Expenditure is recognised once there is a legal or constructive obligation to transfer economic benefit to a third party, it is probable that a transfer of economic benefits will be required in settlement, and the amount of the obligation can be measured reliably.
Expenditure is classified by activity. The costs of each activity are made up of the total of direct costs and shared costs, including support costs involved in undertaking each activity. Direct costs attributable to a single activity are allocated directly to that activity. Shared costs which contribute to more than one activity and support costs which are not attributable to a single activity are apportioned between those activities on a basis consistent with the use of resources. Central staff costs are allocated on the basis of time spent, and depreciation charges are allocated on the portion of the asset’s use.
Resources expended comprise charitable expenditure. This consists of the grants payable in furtherence of the company's objects and resources expended on managing and administering the company.
Cash and cash equivalents include cash in hand, deposits held at call with banks, other short-term liquid investments with original maturities of three months or less, and bank overdrafts. Bank overdrafts are shown within borrowings in current liabilities.

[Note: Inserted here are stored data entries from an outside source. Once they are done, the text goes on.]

PR #2570, opened 2025-09-16
LR3 Fixes and Improvements

josephschorr:
Significant fixes and performance improvements for LR3


internal/cursorediterator/blocks.go
```diff
@@ -234,36 +254,35 @@ func CursoredParallelIterators[I any](
...
 				select {
 				case <-ctx.Done():
+					_ = yield(ItemAndCursor[I]{}, ctx.Err())
 					return
 
-				case r, ok := <-collector:
-					if !ok {
-						continue parent
-					}
+				case err := <-errChannel:
```
miparnisari, line 271: @josephschorr sorry for the late review. I'm seeing that `TestCursoredParallelIterators` is flaky (see https://github.com/authzed/spicedb/actions/runs/18502854529/job/52724196907?pr=2598#step:4:12) and Claude told me what could be the root cause (but disclaimer I haven't confirmed): When a `select` has multiple `case`s, and more than one can be executed, Go chooses one _at random_. So if an iterator yields an item and then an error, we may see the error first (if the consumer isn't fast enough). Again, this is conjecture :)

Ironically, Claude's suggestion was to revert one change that you made:

> The Fix: 
> Modify the item[I] struct to include the error, so errors and items flow through the same channel in order:

internal/cursorediterator/blocks.go
```diff
@@ -107,10 +120,10 @@ func CursoredWithIntegerHeader[I any](
 	return join(cursorAddingHeader, nextWithAdjustedCursor)
 }
 
-// itemOrError is a struct that holds an item or an error.
-type itemOrError[I any] struct {
-	ItemAndCursor ItemAndCursor[I]
-	err           error
+// item is a struct that holds an item or an error.
```
miparnisari, line 123: the godoc is out of date

Issue #2505, opened 2025-07-21
CockroachDB - EXPERIMENTAL CHANGEFEED is deprecated


jbiel:
In CockroachDB v25.2 the `EXPERIMENTAL CHANGEFEED` feature is deprecated and `CHANGEFEED` should be used instead. SpiceDB currently uses the deprecated functionality.

> The [EXPERIMENTAL CHANGEFEED FOR](https://www.cockroachlabs.com/docs/v25.2/changefeed-for) SQL statement is now deprecated and will be removed in a future release. Instead, create a sinkless changefeed that emits messages directly to a SQL client with the [CREATE CHANGEFEED](https://www.cockroachlabs.com/docs/v25.2/create-changefeed#create-a-sinkless-changefeed) statement.

https://www.cockroachlabs.com/docs/releases/v25.2#v25-2-0-deprecations

miparnisari:
Thank you for the report @jbiel! I've opened a PR for this: https://github.com/authzed/spicedb/pull/2617

PR #2617, opened 2025-10-16
chore: move off experimental changefeed query for CRDB

miparnisari:
Closes https://github.com/authzed/spicedb/issues/2505

### DIFF
--- a/internal/datastore/crdb/crdb_test.go
+++ b/internal/datastore/crdb/crdb_test.go
@@ -251,7 +251,7 @@ func TestWatchFeatureDetection(t *testing.T) {
 		{
 			name: "rangefeeds disabled",
 			postInit: func(ctx context.Context, adminConn *pgx.Conn) {
-				_, err = adminConn.Exec(ctx, `SET CLUSTER SETTING kv.rangefeed.enabled = false;`)
+				_, err := adminConn.Exec(ctx, `SET CLUSTER SETTING kv.rangefeed.enabled = false;`)
 				require.NoError(t, err)
 			},
 			expectEnabled: false,
@@ -260,7 +260,7 @@ func TestWatchFeatureDetection(t *testing.T) {
 		{
 			name: "rangefeeds enabled, user doesn't have permission",
 			postInit: func(ctx context.Context, adminConn *pgx.Conn) {
-				_, err = adminConn.Exec(ctx, `SET CLUSTER SETTING kv.rangefeed.enabled = true;`)
+				_, err := adminConn.Exec(ctx, `SET CLUSTER SETTING kv.rangefeed.enabled = true;`)
 				require.NoError(t, err)
 			},
 			expectEnabled: false,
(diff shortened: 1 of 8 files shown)


internal/datastore/crdb/crdb_test.go
```diff
@@ -251,7 +251,7 @@ func TestWatchFeatureDetection(t *testing.T) {
 		{
 			name: "rangefeeds disabled",
 			postInit: func(ctx context.Context, adminConn *pgx.Conn) {
-				_, err = adminConn.Exec(ctx, `SET CLUSTER SETTING kv.rangefeed.enabled = false;`)
+				_, err := adminConn.Exec(ctx, `SET CLUSTER SETTING kv.rangefeed.enabled = false;`)
```
miparnisari, line 254: When I turned on `-race` this was triggering it 🤦‍♀️

internal/testserver/datastore/crdb.go
```diff
@@ -24,15 +25,19 @@ const (
 	enableRangefeeds = `SET CLUSTER SETTING kv.rangefeed.enabled = true;`
 )
 
+// crdbTester is safe for concurrent use by tests.
```
miparnisari, line 28: Before i added the mutex, `mage testds:crdbver 25.2.0` consistently failed with "conn busy" when I ran in my machine. However, even without the change it works on Github. The mysteries of the universe..

internal/testserver/datastore/crdb.go
```diff
@@ -24,15 +25,19 @@ const (
...
+	hostname  string
+	creds     string
+	port      string
 }
 
+var _ RunningEngineForTest = (*crdbTester)(nil)
+
 // RunCRDBForTesting returns a RunningEngineForTest for CRDB
-func RunCRDBForTesting(t testing.TB, bridgeNetworkName string, crdbVersion string) RunningEngineForTest {
+func RunCRDBForTesting(t testing.TB, bridgeNetworkName string, crdbVersion string) *crdbTester {
```
miparnisari, line 40: [Accept Interfaces, Return Concrete Types](https://github.com/butuzov/ireturn)

internal/datastore/crdb/pool_test.go
```diff
@@ -117,7 +117,7 @@ func TestTxReset(t *testing.T) {
 
 			r, err := ds.ReadyState(ctx)
 			require.NoError(err)
-			require.True(r.IsReady)
+			require.True(r.IsReady, "datastore not ready: %s", r.Message)
```
miparnisari, line 120: This test keeps failing locally but it passes in Github actions and i don't know why 😭 

```
--- FAIL: TestTxReset (4.71s)
    --- FAIL: TestTxReset/resettable (1.17s)
        pool_test.go:120: 
                Error Trace:    /Users/miparnisari/Documents/GitHub/spicedb/internal/datastore/crdb/pool_test.go:120
                Error:          Should be true
                Test:           TestTxReset/resettable
                Messages:       datastore not ready: spicedb does not have the required minimum connection count to the datastore. Read: 16/15, Write: 13/15
```

internal/datastore/crdb/crdb_test.go
tstirrat15: wild. does the linter not yell at you about no new assignments?

internal/datastore/crdb/pool_test.go
tstirrat15: that's bizarre...

internal/datastore/crdb/crdb_test.go
miparnisari: no, because this code is technically correct, the `postInit`s are overriding an `err` that is declared outside of it.

PR #2621, opened 2025-10-16
feat: Add recursive iterators

barakmich:
## Description

Adds a new iterator type to the query plan, specifically Recursive and RecursiveSentinel.

How it works:
- When a recursive definition is encountered walking the schema, we add a RecursiveSentinel.
- At the top level, where the recursive definition was encountered, we add a Recursive iterator. 
- The Recursive iterator is in charge of running the recursion. First, it runs the tree as-is, and then, clones the tree, replaces the sentinel with the clone of the tree, creating a new sentinel that is one iteration deeper than before.
- Continue evaluation, and replacement, until max depth is reached.

### DIFF
--- a/pkg/query/recursive_test.go
+++ b/pkg/query/recursive_test.go
@@ -110,3 +110,112 @@ func TestReplaceSentinels(t *testing.T) {
 	_, isFixed = arrowIter.right.(*FixedIterator)
 	require.True(t, isFixed, "Sentinel in arrow should be replaced with tree")
 }
+
+func TestRecursiveIteratorClone(t *testing.T) {
+	// Create a recursive iterator with a non-trivial tree
+	sentinel := NewRecursiveSentinel("folder", "view", false)
+	union := NewUnion()
+	union.addSubIterator(NewEmptyFixedIterator())
+	union.addSubIterator(sentinel)
+
+	recursive := NewRecursiveIterator(union)
+
+	// Clone it
+	cloned := recursive.Clone()
+
+	// Verify it's a different instance
+	require.NotSame(t, recursive, cloned)
+
+	// Verify the structure is the same
+	clonedRecursive := cloned.(*RecursiveIterator)
+	require.NotNil(t, clonedRecursive.templateTree)
+
+	// Verify the cloned tree is also different instances
+	require.NotSame(t, recursive.templateTree, clonedRecursive.templateTree)
+
+	// But the structure should be equivalent
+	require.Equal(t, recursive.Explain().Name, clonedRecursive.Explain().Name)
+}
+
+func TestRecursiveIteratorSubiteratorsAndReplace(t *testing.T) {
+	// Create a recursive iterator
+	sentinel := NewRecursiveSentinel("folder", "view", false)
+	union := NewUnion()
+	union.addSubIterator(NewEmptyFixedIterator())
+	union.addSubIterator(sentinel)
+
+	recursive := NewRecursiveIterator(union)
+
+	// Test Subiterators
+	subs := recursive.Subiterators()
+	require.Len(t, subs, 1)
+	require.Same(t, union, subs[0])
+
+	// Test ReplaceSubiterators
+	newTree := NewEmptyFixedIterator()
+	replaced, err := recursive.ReplaceSubiterators([]Iterator{newTree})
+	require.NoError(t, err)
+
+	// Verify the replacement worked
+	replacedRecursive := replaced.(*RecursiveIterator)
+	require.Same(t, newTree, replacedRecursive.templateTree)
+
+	// Verify original is unchanged
+	require.Same(t, union, recursive.templateTree)
+}
+
+func TestRecursiveIteratorExecutionError(t *testing.T) {
+	// Test error path: execute() returns an error (line 67-70 in iterativeDeepening)
+	// This tests when CheckImpl/IterSubjects/IterResources fails during execution
+
+	faultyIter := NewFaultyIterator(true, false) // Fails on Check
+	recursive := NewRecursiveIterator(faultyIter)
+
+	ds, err := memdb.NewMemdbDatastore(0, 0, memdb.DisableGC)
+	require.NoError(t, err)
+
+	ctx := &Context{
+		Context:   context.Background(),
+		Executor:  LocalExecutor{},
+		Datastore: ds,
+		Revision:  datastore.NoRevision,
+	}
+
+	// Test CheckImpl with a faulty iterator
+	seq, err := recursive.CheckImpl(ctx, []Object{{ObjectType: "folder", ObjectID: "folder1"}}, ObjectAndRelation{ObjectType: "user", ObjectID: "tom", Relation: "..."})
+	require.NoError(t, err, "CheckImpl should return sequence without error")
+
+	// Error should occur during sequence iteration
+	paths, err := CollectAll(seq)
+	require.Error(t, err, "Should get error from faulty iterator during execution")
+	require.Contains(t, err.Error(), "execution failed at depth", "Error should be wrapped with depth info")
+	require.Empty(t, paths)
+}
+
+func TestRecursiveIteratorCollectionError(t *testing.T) {
+	// Test error path: pathSeq yields an error during iteration (line 78-80 in iterativeDeepening)
+	// This tests when the returned PathSeq fails during collection
+
+	faultyIter := NewFaultyIterator(false, true) // Fails on collection
+	recursive := NewRecursiveIterator(faultyIter)
+
+	ds, err := memdb.NewMemdbDatastore(0, 0, memdb.DisableGC)
+	require.NoError(t, err)
+
+	ctx := &Context{
+		Context:   context.Background(),
+		Executor:  LocalExecutor{},
+		Datastore: ds,
+		Revision:  datastore.NoRevision,
+	}
+
+	// Test CheckImpl with a faulty iterator that fails on collection
+	seq, err := recursive.CheckImpl(ctx, []Object{{ObjectType: "folder", ObjectID: "folder1"}}, ObjectAndRelation{ObjectType: "user", ObjectID: "tom", Relation: "..."})
+	require.NoError(t, err, "CheckImpl should return sequence without error")
+
+	// Error should occur during sequence iteration (collection)
+	paths, err := CollectAll(seq)
+	require.Error(t, err, "Should get error during path collection")
+	require.Contains(t, err.Error(), "faulty iterator collection error", "Should get collection error")
+	require.Empty(t, paths)
+}
--- a/pkg/query/walk_test.go
+++ b/pkg/query/walk_test.go
@@ -1,0 +1,155 @@
+package query
+
+import (
+	"fmt"
+	"testing"
+
+	"github.com/stretchr/testify/require"
+)
+
+func TestWalkBasic(t *testing.T) {
+	// Create a simple tree: union with two fixed iterators
+	path1 := MustPathFromString("document:doc1#view@user:alice")
+	fixedIter1 := NewFixedIterator(path1)
+	fixedIter2 := NewEmptyFixedIterator()
+
+	union := NewUnion()
+	union.addSubIterator(fixedIter1)
+	union.addSubIterator(fixedIter2)
+
+	// Walk the tree and count the nodes
+	nodeCount := 0
+	result, err := Walk(union, func(it Iterator) (Iterator, error) {
+		nodeCount++
+		return it, nil
+	})
+
+	require.NoError(t, err)
+	require.NotNil(t, result)
+	require.Equal(t, 3, nodeCount) // 2 fixed iterators + 1 union
+}
+
+func TestWalkNilRoot(t *testing.T) {
+	// Walk with nil root should return nil
+	result, err := Walk(nil, func(it Iterator) (Iterator, error) {
+		t.Fatal("callback should not be called for nil root")
+		return it, nil
+	})
+
+	require.NoError(t, err)
+	require.Nil(t, result)
+}
+
+func TestWalkWithTransformation(t *testing.T) {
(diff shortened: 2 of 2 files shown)


pkg/query/arrow.go
```diff
@@ -138,3 +138,11 @@ func (a *Arrow) Explain() Explain {
...
 	}
 }
+
+func (a *Arrow) Subiterators() []Iterator {
+	return []Iterator{a.left, a.right}
+}
+
+func (a *Arrow) ReplaceSubiterators(newSubs []Iterator) Iterator {
+	return &Arrow{left: newSubs[0], right: newSubs[1]}
+}
```
tstirrat15: Curious about the signature here - this seems like it could be a pure function? Is it more about code organization and ensuring that an interface is satisfied?

Oh. I guess it would be different if golang had overloads.

pkg/query/build_tree_test.go
```diff
@@ -154,10 +154,18 @@ func TestBuildTreeRecursion(t *testing.T) {
 	dsSchema, err := schema.BuildSchemaFromDefinitions(objectDefs, nil)
 	require.NoError(err)
 
-	// This should detect recursion and return an error
-	_, err = BuildIteratorFromSchema(dsSchema, "group", "member")
-	require.Error(err)
-	require.Contains(err.Error(), "recursive schema iterators are as yet unsupported")
+	// This should detect recursion and create a RecursiveIterator
+	it, err := BuildIteratorFromSchema(dsSchema, "group", "member")
```
miparnisari, line 166: the schema in this test seems to be 

```
definition user {} 

definition group {
   relation member: member
}
```

shouldn't it be 

```
definition user {} 

definition group {
   relation member: user | group#member
}
```

?

pkg/query/build_tree_test.go
```diff
@@ -572,7 +580,7 @@ func TestBuildTreeSubrelationHandling(t *testing.T) {
 
 	t.Run("Base Relation with Ellipsis Subrelation", func(t *testing.T) {
```
miparnisari, line 589: This test `"Base Relation with Ellipsis Subrelation"` seems to be exactly the same as `"Base Relation Without Subrelations Disabled"`. I mean, the former has `groupDef` in the schema, but it's not related to `docDef` at all and you don't build an iterator off it, so it's like it doesn't exist.

pkg/query/build_tree_test.go
```diff
@@ -572,7 +580,7 @@ func TestBuildTreeSubrelationHandling(t *testing.T) {
...
 		t.Parallel()
-		// Test base relation with ellipsis - should return just the base relation
+		// Test base relation with ellipsis - creates recursive arrow
```
miparnisari: why is this comment here? the arrow is in line 596

pkg/query/types.go
miparnisari: This Godoc made little sense to me so i asked Claude to provide an alternative. WDYT?

```go
  // Iterator is a Plan that forms a tree structure through its Subiterators, where the tree represents the 
  // query execution plan that can be traversed and optimized.
  // While Plan provides a read-only query interface, Iterator adds methods
  // for cloning, inspecting, and rebuilding iterator trees. This enables
  // query optimization by rewriting the tree.
  //
  // Implementations should form a composite tree structure where leaf nodes
  // (e.g., datastore scans) have no subiterators, and composite nodes
  // (e.g., unions, intersections) combine multiple subiterators.
  //
  // Most tree transformations should use the Walk helper function rather than
  // manually calling Subiterators and ReplaceSubiterators:
  //
  //    transformed := Walk(rootIter, func(subit Iterator) Iterator {
  //        // Transform logic here
  //        return it
  //    })

```

pkg/query/types.go
```diff
@@ -34,6 +34,15 @@ type Iterator interface {
...
 	// Clone does a deep-copy to duplicate the iterator tree at this point.
 	Clone() Iterator
+
+	// Subiterators returns the child iterators of this iterator, if any.
+	// Returns nil or empty slice for leaf iterators.
+	Subiterators() []Iterator
+
+	// ReplaceSubiterators returns a new iterator with the given subiterators replacing the current ones.
+	// For leaf iterators, this returns the iterator unchanged.
+	// For composite iterators, the length of newSubs should match the length of Subiterators().
```
miparnisari, line 51:
```suggestion
	// For composite iterators, the length of newSubs should match the length of Subiterators(). If not, the code will panic
```

do we want that behavior?

pkg/query/recursive.go
```diff
@@ -0,0 +1,184 @@
...
+import (
+	"fmt"
+)
+
+const defaultMaxRecursionDepth = 50
+
+// RecursiveIterator is the root controller that manages iterative deepening for recursive schemas.
+// It wraps an iterator tree that contains RecursiveSentinel sentinels, and executes the tree
+// repeatedly with increasing depth until a fixed point is reached or max depth is exceeded.
+type RecursiveIterator struct {
```
miparnisari, line 14: Are we missing this line? `var _ Iterator = &RecursiveIterator{}`

pkg/query/types.go
```diff
@@ -34,6 +34,15 @@ type Iterator interface {
 
 	// Clone does a deep-copy to duplicate the iterator tree at this point.
 	Clone() Iterator
+
+	// Subiterators returns the child iterators of this iterator, if any.
+	// Returns nil or empty slice for leaf iterators.
+	Subiterators() []Iterator
+
+	// ReplaceSubiterators returns a new iterator with the given subiterators replacing the current ones.
```
miparnisari, line 48: "ReplaceSubiterators returns a new iterator"

nit: this isn't always the case, eg for `f *FixedIterator` it doesn't return a new iterator, it returns `f`

pkg/query/recursive_sentinel.go
```diff
@@ -0,0 +1,83 @@
+package query
+
+import "fmt"
+
+// RecursiveSentinel is a sentinel iterator that marks recursion points during iterator tree construction.
+// It acts as a placeholder that will be replaced during execution by RecursiveIterator.
+type RecursiveSentinel struct {
```
miparnisari, line 13: missing line? `var _ Iterator = (*RecursiveSentinel)(nil)`

pkg/query/recursive_test.go
```diff
@@ -0,0 +1,120 @@
...
+func TestRecursiveIteratorEmptyBaseCase(t *testing.T) {
+	// Create a simple tree with sentinel that will return empty on depth 0
+	sentinel := NewRecursiveSentinel("folder", "view", false)
+	emptyIterator := NewEmptyFixedIterator()
+
+	union := NewUnion()
+	union.addSubIterator(emptyIterator)
+	union.addSubIterator(sentinel)
+
+	recursive := NewRecursiveIterator(union, []*RecursiveSentinel{sentinel})
```
miparnisari: this is confusing to me: `sentinel` is part of the `union` object, but you're also passing it as a separate object to the function 🤔

pkg/query/recursive.go
```diff
@@ -0,0 +1,184 @@
...
+			// Note: We need to unwrap recursively in case buildTreeAtDepth returns another RecursiveIterator
+			return unwrapRecursiveIterators(recIt.buildTreeAtDepth(depth), depth)
+		}
+		return it
+	})
+}
+
+// replaceSentinelsWithTree walks the iterator tree and replaces all RecursiveSentinel instances
+// with a clone of the provided replacement tree
+func (r *RecursiveIterator) replaceSentinelsWithTree(tree Iterator, replacement Iterator) Iterator {
```
miparnisari: this function isn't using `r` at all. also a better name might be `replaceSentinelsINTree`

pkg/query/recursive.go
```diff
@@ -0,0 +1,184 @@
...
+)
+
+const defaultMaxRecursionDepth = 50
+
+// RecursiveIterator is the root controller that manages iterative deepening for recursive schemas.
+// It wraps an iterator tree that contains RecursiveSentinel sentinels, and executes the tree
+// repeatedly with increasing depth until a fixed point is reached or max depth is exceeded.
+type RecursiveIterator struct {
+	templateTree Iterator
+	sentinels    []*RecursiveSentinel
```
miparnisari: seems that `r.sentinels` is not used in the more important functions. what am i missing, is this for a future PR?

pkg/query/datastore.go
```diff
@@ -251,3 +251,11 @@ func (r *RelationIterator) Explain() Explain {
 			r.base.Caveat() != "", r.base.Expiration()),
 	}
 }
+
+func (r *RelationIterator) Subiterators() []Iterator {
+	return nil
+}
+
+func (r *RelationIterator) ReplaceSubiterators(newSubs []Iterator) Iterator {
+	return r
```
tstirrat15: This is because the datastore iterator is a leaf iterator?

pkg/query/recursive.go
```diff
@@ -0,0 +1,184 @@
...
+
+// IterResourcesImpl implements iterative deepening for IterResources operations
+func (r *RecursiveIterator) IterResourcesImpl(ctx *Context, subject ObjectAndRelation) (PathSeq, error) {
+	return r.iterativeDeepening(ctx, func(ctx *Context, tree Iterator) (PathSeq, error) {
+		return ctx.IterResources(tree, subject)
+	})
+}
+
+// iterativeDeepening executes the core iterative deepening algorithm
+// It yields results directly, always running to maxDepth to find all valid paths
```
tstirrat15, line 47: Does this mean that it's eager when it's executed?

pkg/query/recursive.go
```diff
@@ -0,0 +1,184 @@
...
+		return it
+	})
+}
+
+// Clone creates a deep copy of the RecursiveIterator
+func (r *RecursiveIterator) Clone() Iterator {
+	// Clone template tree and sentinels
+	clonedSentinels := make([]*RecursiveSentinel, len(r.sentinels))
+	for i, s := range r.sentinels {
+		clonedSentinels[i] = s.Clone().(*RecursiveSentinel)
```
tstirrat15: Why is this cast necessary?

tstirrat15: And does it need to be guarded or do we know something the go compiler doesn't?

pkg/query/build_tree.go
```diff
@@ -33,27 +41,82 @@ func BuildIteratorFromSchema(fullSchema *schema.Schema, definitionName string, r
...
+
 	return result, nil
 }
 
 func (b *iteratorBuilder) buildIteratorFromSchemaInternal(definitionName string, relationName string, withSubRelations bool) (Iterator, error) {
 	id := fmt.Sprintf("%s#%s:%v", definitionName, relationName, withSubRelations)
-	if b.seen[id] {
-		return nil, errors.New("recursive schema iterators are as yet unsupported")
+	// Also check the opposite withSubRelations flag to catch recursion across flags
+	oppositeID := fmt.Sprintf("%s#%s:%v", definitionName, relationName, !withSubRelations)
```
tstirrat15: What situation does this refer to?

pkg/query/build_tree.go
```diff
@@ -33,27 +41,82 @@ func BuildIteratorFromSchema(fullSchema *schema.Schema, definitionName string, r
...
+
+	// Check if we're currently building this (true recursion)
+	// Check both with the same flag and opposite flag, since recursion can cross the boundary
+	if b.building[id] || b.building[oppositeID] {
```
tstirrat15: Is this what you were referring to that would change under mutual recursion?

pkg/query/recursive_test.go
```diff
@@ -0,0 +1,120 @@
...
+
+	// CheckImpl should return empty
+	seq, err := sentinel.CheckImpl(ctx, []Object{{ObjectType: "folder", ObjectID: "folder1"}}, ObjectAndRelation{ObjectType: "user", ObjectID: "tom", Relation: "..."})
+	require.NoError(t, err)
+
+	count := 0
+	for range seq {
+		count++
+	}
+	require.Equal(t, 0, count)
```
tstirrat15: I wonder whether `require.Empty` would do this for you

pkg/query/build_tree.go
barakmich: Yep!

pkg/query/arrow.go
barakmich: Yep; and the interface will come in handy when we start rewriting trees

pkg/query/datastore.go
barakmich: Yep! In fact, it should probably cause an error.

pkg/query/recursive.go
barakmich: Removed in the future PR!

pkg/query/recursive.go
barakmich: It just creates a new iterator -- the evaluation of which is in the `execute` callback, below, which happens in the greater iteration step... so these only get deepened as needed

pkg/query/types.go
barakmich: Nah, updated to be all errors

pkg/query/build_tree.go
```diff
@@ -1,27 +1,35 @@
...
+	relationName   string
+}
+
 type iteratorBuilder struct {
-	schema           *schema.Schema
-	seen             map[string]bool
-	collectedCaveats []*core.ContextualizedCaveat // Collect caveats to combine with AND logic
+	schema             *schema.Schema
+	building           map[string]bool              // Track what's currently being built (call stack)
+	collectedCaveats   []*core.ContextualizedCaveat // Collect caveats to combine with AND logic
```
miparnisari, line 21: for a future PR: the only place where you update this is line 229. i suggest removing this field and instead having `buildBaseRelationIterator` return also the collected caveats.

otherwise it's hard to figure out _what mutates this field_ and you may assume that it's set for you, but it's not unless you call that function

miparnisari (approved):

Basic financial assets, which include debtors and cash and bank balances, are initially measured at transaction price including transaction costs and are subsequently carried at amortised cost using the effective interest method unless the arrangement constitutes a financing transaction, where the transaction is measured at the present value of the future receipts discounted at a market rate of interest. Financial assets classified as receivable within one year are not amortised.
Basic financial liabilities, including creditors and bank loans are initially recognised at transaction price unless the arrangement constitutes a financing transaction, where the debt instrument is measured at the present value of the future payments discounted at a market rate of interest. Financial liabilities classified as payable within one year are not amortised.
Debt instruments are subsequently carried at amortised cost, using the effective interest rate method.
Trade creditors are obligations to pay for goods or services that have been acquired in the ordinary course of operations from suppliers. Amounts payable are classified as current liabilities if payment is due within one year or less. If not, they are presented as non-current liabilities. Trade creditors are recognised initially at transaction price and subsequently measured at amortised cost using the effective interest method.
Financial liabilities are derecognised when the company’s contractual obligations expire or are discharged or cancelled.
In the opinion of the trustees, there are no significant judgements or estimation uncertainties in these financial statements.
Other grants made in the year include donations to: Conservation Education & Research Trust (No. 1094467) for £23,000, Royal Holloway Centre for the Study of Emotion & Law for £20,000 and Give a Book (No. 1149664) for £10,000
Grants have been made to the above institutions in line with the Foundation's charitable objectives.
All the charities are based and registered in England and Wales.
During the year Nicholas Blain, a trustee, received a reimbursement for expenses of £13 (2021: £60). No key management personnel received any employee benefits.
The average monthly number of employees during the year was:
The Foundation has entered into non-binding agreements to provide funding to a range of charities over two to three years. This includes £500,000 annually to The Brain Tumour Charity; £100,000 annually to Faith & Belief Forum; £50,000 annually to North London Hospice; £50,000 annually to NNLS Asylum-Seekers-Drop-in, £50,000 annually to Lively Minds and £50,000 annually to Literacy Pirates.
During the year, trustees were reimbursed expenses of £13 (2021: £60).